Although the concept of genomic selection relies on linkage disequilibrium (LD) between quantitative trait loci and markers, reliability of genomic predictions is strongly influenced by family relationships. In this study, we investigated the effects of LD and family relationships on reliability of genomic predictions and the potential of deterministic formulas to predict reliability using population parameters in populations with complex family structures. Five groups of selection candidates were simulated taking different information sources from the reference population into account: 1) allele frequencies; 2) LD pattern; 3) haplotypes; 4) haploid chromosomes; 5) individuals from the reference population, thereby having real family relationships with reference individuals. Reliabilities were predicted using genomic relationships among 529 reference individuals and their relationships with selection candidates and with a deterministic formula where the number of effective chromosome segments (M(e)) was estimated based on genomic and additive relationship matrices for each scenario.

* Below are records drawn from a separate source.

PR #426, opened 2022-05-16
Use docker in render.com

Janpot:
Try out using the Dockerfile for starting the render web service, to avoid divergence and breakage between docker and render.com


Janpot:
Works but about half as slow. We added a smoke test in the meantime

PR #435, opened 2022-05-17
Make the editor deal with pages that have deleted components on them

Janpot:
Instead of crashing the whole app


packages/toolpad-app/src/components/AppEditor/PageEditor/ComponentEditor.tsx
```diff
@@ -67,7 +67,7 @@ function SelectedNodeEditor({ node }: SelectedNodeEditorProps) {
 
   return (
     <Stack direction="column" gap={1}>
-      <Typography variant="subtitle1">Component: {component.displayName}</Typography>
+      <Typography variant="subtitle1">Component: {component?.displayName || '<unkown>'}</Typography>
```
apedroferreira, line 70: `<unknown>` instead of `unkown`? :)

PR #439, opened 2022-05-18
Hide APIs

Janpot:
Pulled from https://github.com/mui/mui-toolpad/pull/396 So we can deploy it separately


apedroferreira (approved):
code looks good to me!

i noticed you tend to use the ternary operator for rendering things conditionally, while i usually use something like `apis.length > 0 && <ContentToRender>` - let me know if it's preferable to use the ternary operator in this project,

Janpot:
I always prefer ternary as I once was bitten by the same bug as in https://kentcdodds.com/blog/use-ternaries-rather-than-and-and-in-jsx

Janpot:
@apedroferreira great find, but the version of `eslint-plugin-react` containing the rule isn't released yet. We can enable it once it gets released.

PR #448, opened 2022-05-20
Remove default props in favour for defaultValue in argTypes

Janpot:
@apedroferreira


packages/toolpad-app/src/components/AppEditor/CodeComponentEditor/index.tsx
```diff
@@ -176,7 +181,15 @@ function CodeComponentEditorContent({ theme, codeComponentNode }: CodeComponentE
 
   const { Component: GeneratedComponent, error: compileError } = useCodeComponent(input);
 
-  const CodeComponent: React.ComponentType<any> = useLatest(GeneratedComponent) || Noop;
+  const CodeComponent: ToolpadComponent = useLatest(GeneratedComponent) || Noop;
+
+  const defaultProps = React.useMemo(() => {
```
apedroferreira, line 186: My preferred way of doing something like this would be `Object.keys(...).reduce(...)` or using a mapping utility from Lodash, maybe it's (arguably) more readable and less verbose?
Anyway this is fine too, just leaving other some possible ideas.

apedroferreira (approved):

packages/toolpad-app/src/components/AppEditor/CodeComponentEditor/index.tsx
Janpot: I don't thing `reduce` is necessarily a more readable method (It more often [is not](https://twitter.com/jaffathecake/status/1213077702300852224) in most cases, but this is entering personal preference territory). But I understand the concern, I've added a `mapValues` utility.

apedroferreira: Yeah, they're just different ways of writing and down to personal taste, I was just trying to get your input on how I would probably have done it.
Those utilities are great, thanks for that!
And I agree on the comment about lodash, especially for simple stuff like this!

PR #449, opened 2022-05-20
Default page on new apps

### LINKED ISSUE #438: Add default page on new apps
* Initialize a new empty page for new applications
* When accessing the root app url in the editor
  * there are pages => redirect to the first page
  * there are no pages => show empty state (button "create a page")

bharatkashyap:

Fixes #438

### DIFF
--- a/packages/toolpad-app/src/components/AppEditor/AppEditorShell.tsx
+++ b/packages/toolpad-app/src/components/AppEditor/AppEditorShell.tsx
@@ -15,12 +15,10 @@ import {
 } from '@mui/material';
 import * as React from 'react';
 import { useForm } from 'react-hook-form';
-import { Outlet, useNavigate, useLocation } from 'react-router-dom';
+import { Outlet, useNavigate } from 'react-router-dom';
 import RocketLaunchIcon from '@mui/icons-material/RocketLaunch';
 import DialogForm from '../DialogForm';
-import { useDomLoader, useDom } from '../DomLoader';
-import { LocationState } from '../../types';
-import * as appDom from '../../appDom';
+import { useDomLoader } from '../DomLoader';
 import ToolpadAppShell from '../ToolpadAppShell';
 import PagePanel from './PagePanel';
 import client from '../../api';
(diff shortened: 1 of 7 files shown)


packages/toolpad-app/src/components/AppEditor/AppEditorShell.tsx
```diff
@@ -109,6 +111,28 @@ export interface ToolpadAppShellProps {
 
 export default function AppEditorShell({ appId, ...props }: ToolpadAppShellProps) {
   const domLoader = useDomLoader();
+  const dom = useDom();
```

At a heritability of 0.6, reliabilities based on genomic relationships were 0.002±0.0001 (allele frequencies), 0.015±0.001 (LD pattern), 0.018±0.001 (haplotypes), 0.100±0.008 (haploid chromosomes) and 0.318±0.077 (family relationships). At a heritability of 0.1, relative differences among groups were similar. For all scenarios, reliabilities were similar to predictions with a deterministic formula using estimated M(e). So, reliabilities can be predicted accurately using empirically estimated M(e) and level of relationship with reference individuals has a much higher effect on the reliability than linkage disequilibrium per se. Furthermore, accumulated length of shared haplotypes is more important in determining the reliability of genomic prediction than the individual shared haplotype length.